» WHAT TO PRODUCE
Going line by line through the records below, count those containing the word "when", then give only the count.

» SOURCE DATA
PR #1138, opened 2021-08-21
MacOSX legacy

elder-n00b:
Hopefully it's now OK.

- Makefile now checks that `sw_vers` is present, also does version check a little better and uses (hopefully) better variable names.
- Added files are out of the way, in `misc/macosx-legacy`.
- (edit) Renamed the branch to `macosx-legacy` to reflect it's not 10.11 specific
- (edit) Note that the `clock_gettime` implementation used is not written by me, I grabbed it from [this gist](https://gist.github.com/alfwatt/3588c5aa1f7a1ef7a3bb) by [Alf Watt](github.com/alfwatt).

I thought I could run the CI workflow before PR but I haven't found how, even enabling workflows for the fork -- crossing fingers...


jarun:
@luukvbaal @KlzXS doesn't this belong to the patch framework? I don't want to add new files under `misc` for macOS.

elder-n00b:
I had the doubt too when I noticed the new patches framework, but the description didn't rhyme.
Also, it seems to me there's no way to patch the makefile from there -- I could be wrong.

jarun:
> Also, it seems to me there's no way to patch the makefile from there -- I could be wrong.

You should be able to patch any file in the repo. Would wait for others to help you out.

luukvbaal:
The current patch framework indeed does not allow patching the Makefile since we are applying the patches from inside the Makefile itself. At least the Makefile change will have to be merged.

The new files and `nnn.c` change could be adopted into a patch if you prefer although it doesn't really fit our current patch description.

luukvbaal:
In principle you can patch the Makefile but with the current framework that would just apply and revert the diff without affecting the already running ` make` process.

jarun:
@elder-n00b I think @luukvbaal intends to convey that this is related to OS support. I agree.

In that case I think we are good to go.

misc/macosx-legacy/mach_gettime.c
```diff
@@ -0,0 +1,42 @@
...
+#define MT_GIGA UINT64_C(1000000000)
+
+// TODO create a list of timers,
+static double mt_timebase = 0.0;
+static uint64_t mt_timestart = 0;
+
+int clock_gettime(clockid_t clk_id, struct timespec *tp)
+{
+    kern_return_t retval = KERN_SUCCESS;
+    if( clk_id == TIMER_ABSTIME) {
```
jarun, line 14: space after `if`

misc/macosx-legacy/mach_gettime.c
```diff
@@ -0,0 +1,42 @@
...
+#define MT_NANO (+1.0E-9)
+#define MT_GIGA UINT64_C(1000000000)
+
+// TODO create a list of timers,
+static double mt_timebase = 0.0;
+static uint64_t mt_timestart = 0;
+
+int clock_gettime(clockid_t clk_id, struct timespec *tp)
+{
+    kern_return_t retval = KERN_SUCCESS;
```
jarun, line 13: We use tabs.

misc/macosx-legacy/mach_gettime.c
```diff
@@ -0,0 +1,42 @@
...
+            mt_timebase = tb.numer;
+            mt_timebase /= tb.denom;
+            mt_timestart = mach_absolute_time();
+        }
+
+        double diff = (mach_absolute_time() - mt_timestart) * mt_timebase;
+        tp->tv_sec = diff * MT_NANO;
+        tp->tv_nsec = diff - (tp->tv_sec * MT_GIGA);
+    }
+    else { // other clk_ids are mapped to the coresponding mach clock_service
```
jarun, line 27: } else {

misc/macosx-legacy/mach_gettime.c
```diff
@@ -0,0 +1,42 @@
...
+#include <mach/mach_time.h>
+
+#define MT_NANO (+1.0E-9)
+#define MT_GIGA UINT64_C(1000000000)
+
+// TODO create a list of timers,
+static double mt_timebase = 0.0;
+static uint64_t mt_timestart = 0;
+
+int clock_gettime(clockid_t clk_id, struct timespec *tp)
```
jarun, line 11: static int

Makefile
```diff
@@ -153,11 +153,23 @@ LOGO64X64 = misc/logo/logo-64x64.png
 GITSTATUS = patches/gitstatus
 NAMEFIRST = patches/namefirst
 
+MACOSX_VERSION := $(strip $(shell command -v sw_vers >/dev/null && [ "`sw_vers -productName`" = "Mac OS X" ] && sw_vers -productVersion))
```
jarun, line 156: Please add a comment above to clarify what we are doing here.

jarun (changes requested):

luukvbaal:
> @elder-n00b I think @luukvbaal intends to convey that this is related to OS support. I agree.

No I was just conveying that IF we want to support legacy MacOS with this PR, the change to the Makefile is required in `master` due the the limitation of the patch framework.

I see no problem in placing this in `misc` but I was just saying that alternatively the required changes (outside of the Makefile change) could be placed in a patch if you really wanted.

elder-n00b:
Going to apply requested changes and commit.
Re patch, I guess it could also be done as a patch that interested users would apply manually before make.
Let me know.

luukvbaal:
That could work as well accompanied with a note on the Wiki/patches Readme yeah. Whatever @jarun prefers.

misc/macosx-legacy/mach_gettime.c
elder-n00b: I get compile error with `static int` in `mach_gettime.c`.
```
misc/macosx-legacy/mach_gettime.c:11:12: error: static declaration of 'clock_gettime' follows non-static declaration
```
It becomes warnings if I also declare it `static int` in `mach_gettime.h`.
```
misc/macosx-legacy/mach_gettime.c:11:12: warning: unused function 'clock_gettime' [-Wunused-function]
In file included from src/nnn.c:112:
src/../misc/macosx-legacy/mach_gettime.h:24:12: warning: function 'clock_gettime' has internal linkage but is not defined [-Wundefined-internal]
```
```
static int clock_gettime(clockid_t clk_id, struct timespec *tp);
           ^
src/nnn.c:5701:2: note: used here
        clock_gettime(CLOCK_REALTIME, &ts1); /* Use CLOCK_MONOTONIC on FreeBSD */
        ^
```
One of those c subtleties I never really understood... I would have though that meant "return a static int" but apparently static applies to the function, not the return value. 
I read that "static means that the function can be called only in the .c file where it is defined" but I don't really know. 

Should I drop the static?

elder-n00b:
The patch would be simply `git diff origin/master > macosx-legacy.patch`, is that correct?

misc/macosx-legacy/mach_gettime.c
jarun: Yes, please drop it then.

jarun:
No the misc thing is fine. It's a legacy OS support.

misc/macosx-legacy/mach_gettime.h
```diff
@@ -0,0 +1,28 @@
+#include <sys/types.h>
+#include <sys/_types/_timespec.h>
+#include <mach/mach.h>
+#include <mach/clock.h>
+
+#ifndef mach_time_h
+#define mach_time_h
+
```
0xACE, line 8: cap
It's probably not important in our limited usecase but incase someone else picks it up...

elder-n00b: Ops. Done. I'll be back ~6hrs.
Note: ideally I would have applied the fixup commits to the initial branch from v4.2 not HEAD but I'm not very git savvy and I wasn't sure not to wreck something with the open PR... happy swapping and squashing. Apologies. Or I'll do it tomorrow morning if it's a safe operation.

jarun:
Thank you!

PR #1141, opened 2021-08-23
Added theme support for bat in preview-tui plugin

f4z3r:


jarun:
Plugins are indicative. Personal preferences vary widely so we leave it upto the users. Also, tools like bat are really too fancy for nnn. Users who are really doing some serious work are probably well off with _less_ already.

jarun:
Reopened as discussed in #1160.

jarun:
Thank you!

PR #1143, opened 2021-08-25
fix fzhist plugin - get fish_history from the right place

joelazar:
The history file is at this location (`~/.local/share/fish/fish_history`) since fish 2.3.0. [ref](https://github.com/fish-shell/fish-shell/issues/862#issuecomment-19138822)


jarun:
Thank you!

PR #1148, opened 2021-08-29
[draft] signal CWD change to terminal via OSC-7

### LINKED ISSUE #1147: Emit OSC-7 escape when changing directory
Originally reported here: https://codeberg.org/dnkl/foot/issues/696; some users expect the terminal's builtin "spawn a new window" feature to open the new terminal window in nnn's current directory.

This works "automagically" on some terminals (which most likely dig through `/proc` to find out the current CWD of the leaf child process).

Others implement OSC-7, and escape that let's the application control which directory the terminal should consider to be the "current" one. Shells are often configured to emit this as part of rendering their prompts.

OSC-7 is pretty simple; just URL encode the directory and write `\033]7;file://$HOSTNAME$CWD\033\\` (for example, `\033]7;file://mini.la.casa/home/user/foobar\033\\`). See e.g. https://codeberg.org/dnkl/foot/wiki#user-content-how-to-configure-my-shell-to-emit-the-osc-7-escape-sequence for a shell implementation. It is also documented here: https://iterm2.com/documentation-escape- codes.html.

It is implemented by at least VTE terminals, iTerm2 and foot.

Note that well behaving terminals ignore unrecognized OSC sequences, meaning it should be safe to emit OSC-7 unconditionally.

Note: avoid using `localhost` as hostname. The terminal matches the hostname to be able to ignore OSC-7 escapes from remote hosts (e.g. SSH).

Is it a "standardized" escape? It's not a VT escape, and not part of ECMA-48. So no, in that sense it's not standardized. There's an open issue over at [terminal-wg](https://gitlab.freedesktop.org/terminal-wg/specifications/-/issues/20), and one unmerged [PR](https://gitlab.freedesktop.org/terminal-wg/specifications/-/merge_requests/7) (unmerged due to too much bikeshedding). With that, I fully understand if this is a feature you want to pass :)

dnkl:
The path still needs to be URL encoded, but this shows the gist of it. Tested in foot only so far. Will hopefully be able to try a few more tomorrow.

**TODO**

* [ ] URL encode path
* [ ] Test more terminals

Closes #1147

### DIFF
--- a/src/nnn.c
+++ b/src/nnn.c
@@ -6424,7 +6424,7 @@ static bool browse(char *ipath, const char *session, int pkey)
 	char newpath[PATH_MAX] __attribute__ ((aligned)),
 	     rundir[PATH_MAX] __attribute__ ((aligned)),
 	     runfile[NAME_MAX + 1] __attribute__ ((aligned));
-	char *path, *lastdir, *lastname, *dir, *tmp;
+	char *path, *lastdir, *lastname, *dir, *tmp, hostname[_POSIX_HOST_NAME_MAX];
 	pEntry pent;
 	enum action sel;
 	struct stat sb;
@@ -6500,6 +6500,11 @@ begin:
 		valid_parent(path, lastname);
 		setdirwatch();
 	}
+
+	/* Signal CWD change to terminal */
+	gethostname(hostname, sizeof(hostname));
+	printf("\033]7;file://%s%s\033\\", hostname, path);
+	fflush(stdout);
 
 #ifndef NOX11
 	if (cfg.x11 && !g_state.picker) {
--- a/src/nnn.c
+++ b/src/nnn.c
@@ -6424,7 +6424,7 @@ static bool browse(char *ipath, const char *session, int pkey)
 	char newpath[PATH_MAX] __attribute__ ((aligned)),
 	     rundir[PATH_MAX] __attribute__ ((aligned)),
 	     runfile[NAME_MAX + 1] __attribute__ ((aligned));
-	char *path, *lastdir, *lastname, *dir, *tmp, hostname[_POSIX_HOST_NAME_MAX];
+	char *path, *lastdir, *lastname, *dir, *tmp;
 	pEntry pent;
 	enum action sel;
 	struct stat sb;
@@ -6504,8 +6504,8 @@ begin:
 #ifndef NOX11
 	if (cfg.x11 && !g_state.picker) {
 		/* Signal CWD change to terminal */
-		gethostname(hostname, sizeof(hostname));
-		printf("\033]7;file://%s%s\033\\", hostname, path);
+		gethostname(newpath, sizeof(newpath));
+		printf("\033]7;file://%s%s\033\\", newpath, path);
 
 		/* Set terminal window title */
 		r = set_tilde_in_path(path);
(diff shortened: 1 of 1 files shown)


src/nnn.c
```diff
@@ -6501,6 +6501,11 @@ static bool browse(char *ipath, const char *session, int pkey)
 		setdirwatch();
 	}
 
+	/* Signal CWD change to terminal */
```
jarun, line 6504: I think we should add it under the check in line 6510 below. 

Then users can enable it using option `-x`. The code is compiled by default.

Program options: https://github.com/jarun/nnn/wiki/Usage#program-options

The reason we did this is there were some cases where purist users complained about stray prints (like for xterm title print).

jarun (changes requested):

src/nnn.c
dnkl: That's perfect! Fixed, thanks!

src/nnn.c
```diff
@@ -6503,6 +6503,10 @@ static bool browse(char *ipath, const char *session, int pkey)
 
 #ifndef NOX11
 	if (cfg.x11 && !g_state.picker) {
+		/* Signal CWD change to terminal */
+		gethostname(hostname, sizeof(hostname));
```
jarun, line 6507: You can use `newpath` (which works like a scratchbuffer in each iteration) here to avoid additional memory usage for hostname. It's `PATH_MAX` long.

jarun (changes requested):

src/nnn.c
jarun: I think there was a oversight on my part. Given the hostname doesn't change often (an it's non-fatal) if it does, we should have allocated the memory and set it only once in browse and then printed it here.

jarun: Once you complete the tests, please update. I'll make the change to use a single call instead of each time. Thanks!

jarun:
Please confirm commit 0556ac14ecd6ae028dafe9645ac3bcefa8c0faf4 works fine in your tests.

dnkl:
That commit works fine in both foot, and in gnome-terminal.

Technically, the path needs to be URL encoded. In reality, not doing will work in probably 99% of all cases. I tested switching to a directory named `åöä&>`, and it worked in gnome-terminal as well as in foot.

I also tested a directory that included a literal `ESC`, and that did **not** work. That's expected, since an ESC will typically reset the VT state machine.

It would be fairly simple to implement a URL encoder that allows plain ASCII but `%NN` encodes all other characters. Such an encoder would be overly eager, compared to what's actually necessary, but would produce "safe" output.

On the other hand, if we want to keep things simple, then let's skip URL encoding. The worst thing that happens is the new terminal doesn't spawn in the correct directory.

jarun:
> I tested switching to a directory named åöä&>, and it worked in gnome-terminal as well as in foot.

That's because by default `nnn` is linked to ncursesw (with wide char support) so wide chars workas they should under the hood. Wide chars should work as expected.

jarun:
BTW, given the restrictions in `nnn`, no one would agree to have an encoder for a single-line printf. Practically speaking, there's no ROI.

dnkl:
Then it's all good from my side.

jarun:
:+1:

» SOLUTION TO THE PROBLEM
2